Pupil Kathleen Johnson’s cubicle in dormitory 11, 1919-20. The school building was originally a large family house, and Kathleen seems to have got a bed beside the fireplace, which has had a curtain affixed, presumably to keep out the draught from the chimney.
Miss Darling (headmistress of Glengara Park) playing tennis in Clarinda Park before 1928.

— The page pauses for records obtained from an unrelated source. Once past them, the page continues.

PR #2923, opened 2026-03-13
gha: publish the podvm-byom-binaries-image

Amulyam24:
Build and publish the byom binaries image.

### DIFF
--- a/.github/workflows/e2e_run_all.yaml
+++ b/.github/workflows/e2e_run_all.yaml
@@ -320,11 +320,10 @@ jobs:
       github.event_name == 'schedule' ||
       github.event_name == 'workflow_dispatch' ||
       contains(github.event.pull_request.labels.*.name, 'test_e2e_byom')
-    needs: [podvm_ubuntu_amd64, caa_image_amd64, peerpod_ctrl_image_amd64, webhook_image]
+    needs: [caa_image_amd64, peerpod_ctrl_image_amd64, webhook_image]
     uses: ./.github/workflows/e2e_byom.yaml
     with:
       caa_image: ${{ inputs.registry }}/cloud-api-adaptor:${{ inputs.caa_image_tag }}-dev-amd64
-      podvm_image: ${{ needs.podvm_ubuntu_amd64.outputs.byom_e2e_image }}
       git_ref: ${{ inputs.git_ref }}
       peerpod_ctrl_image: ${{ inputs.registry }}/peerpod-ctrl:${{ inputs.caa_image_tag }}-amd64
       webhook_image: ${{ inputs.registry }}/peer-pods-webhook:${{ inputs.caa_image_tag }}
--- a/.github/workflows/podvm_byom_binaries_publish.yaml
+++ b/.github/workflows/podvm_byom_binaries_publish.yaml
@@ -1,0 +1,103 @@
+# Copyright Confidential Containers Contributors
+# SPDX-License-Identifier: Apache-2.0
+#
+# Build and push the BYOM binaries image.
+---
+name: Publish BYOM Binaries Image
+on:
+  workflow_dispatch:
+    inputs:
+      git_ref:
+        description: 'Git ref to build from'
+        required: false
+        type: string
+        default: ''
+      image_tag:
+        description: 'Image tag to use'
+        required: false
+        type: string
+        default: ''
+      arch:
+        description: 'Architecture to build for (e.g., amd64, arm64, s390x)'
+        required: false
+        type: string
+        default: 'amd64'
+      registry:
+        description: 'Container registry to push images to (e.g., quay.io/your-username)'
+        required: false
+        type: string
+        default: ''
+  workflow_call:
+    inputs:
+      git_ref:
+        description: 'Git ref to build from'
+        required: false
+        type: string
+        default: ''
+      image_tag:
+        description: 'Image tag to use'
+        required: false
+        type: string
+        default: ''
+      arch:
+        description: 'Architecture to build for (e.g., amd64, arm64, s390x)'
+        required: false
+        type: string
+        default: 'amd64'
+      registry:
+        description: 'Container registry to push images to (e.g., quay.io/your-username)'
+        required: false
+        type: string
+        default: ''
+    secrets:
+      QUAY_PASSWORD:
+        required: true
+
+permissions: {}
+
+concurrency:
+  group: ${{ github.workflow }}-${{ github.event.pull_request.number || github.ref }}
+  cancel-in-progress: true
+
+defaults:
+  run:
+    working-directory: src/cloud-api-adaptor
+
+jobs:
+  build-and-push:
+    name: Build and push BYOM binaries image
+    runs-on: ubuntu-24.04
+    permissions:
+      contents: read  # Required for checkout
+    steps:
+      - name: Checkout Code
+        uses: actions/checkout@de0fac2e4500dabe0009e67214ff5f5447ce83dd # v6.0.2
+        with:
+          fetch-depth: 0
+          ref: ${{ inputs.git_ref || github.sha }}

The archive can illuminate the history of sport in Ireland, with photographs, team lists, match reports, and trophies, not to mention some definitely unwashed sports kit, lethally rusty fencing foils, and irresistibly tactile wooden lacrosse sticks. School magazines dating back to 1913 show what was on the girls’ minds while world events dominated newspaper headlines, what subjects and extra-curricular activities were current, what areas of study and work were chosen by girls who had left school. Photographs of dormitories, common rooms, staff rooms and seasonal celebrations give an insight into the more private, non-academic aspects of school life. Maps, plans, and architects’ drawings contain a history of the built environment, and even portraits of the generations of school dogs who lived at each of the schools say something about our relationship with animals. As well all the new areas of research opening up in Irish history generally (like the study of childhood, or girls’ sport), local historians and genealogists are always interested in tracing family histories and the lives of individuals. The Rathdown School Archive can provide rich pickings all round.
L-R: Girls playing hockey in the Hall, 1960; The painting on this traffic light control box promotes women in sport and is part of a public art project across Dublin. The artist @lynn.kennedy. art drew on photographs from the Hall School sports archive; Rathdown girls fencing outside Palmer Hall in 1978.
We are under the usual constraints when it comes to resourcing storage, conservation, cataloguing, digitisation, and all the rest, but we do want the archive to be used and of use, not just by the school, but by the wider community. At the moment, we share what we can over our still-developing social media accounts, primarily Instagram and Facebook. Access at the moment is limited, as it must be everywhere under COVID-19 restrictions, but we welcome enquiries and will always do what we can to help dig out whatever information is being requested. And maybe something unexpected, besides.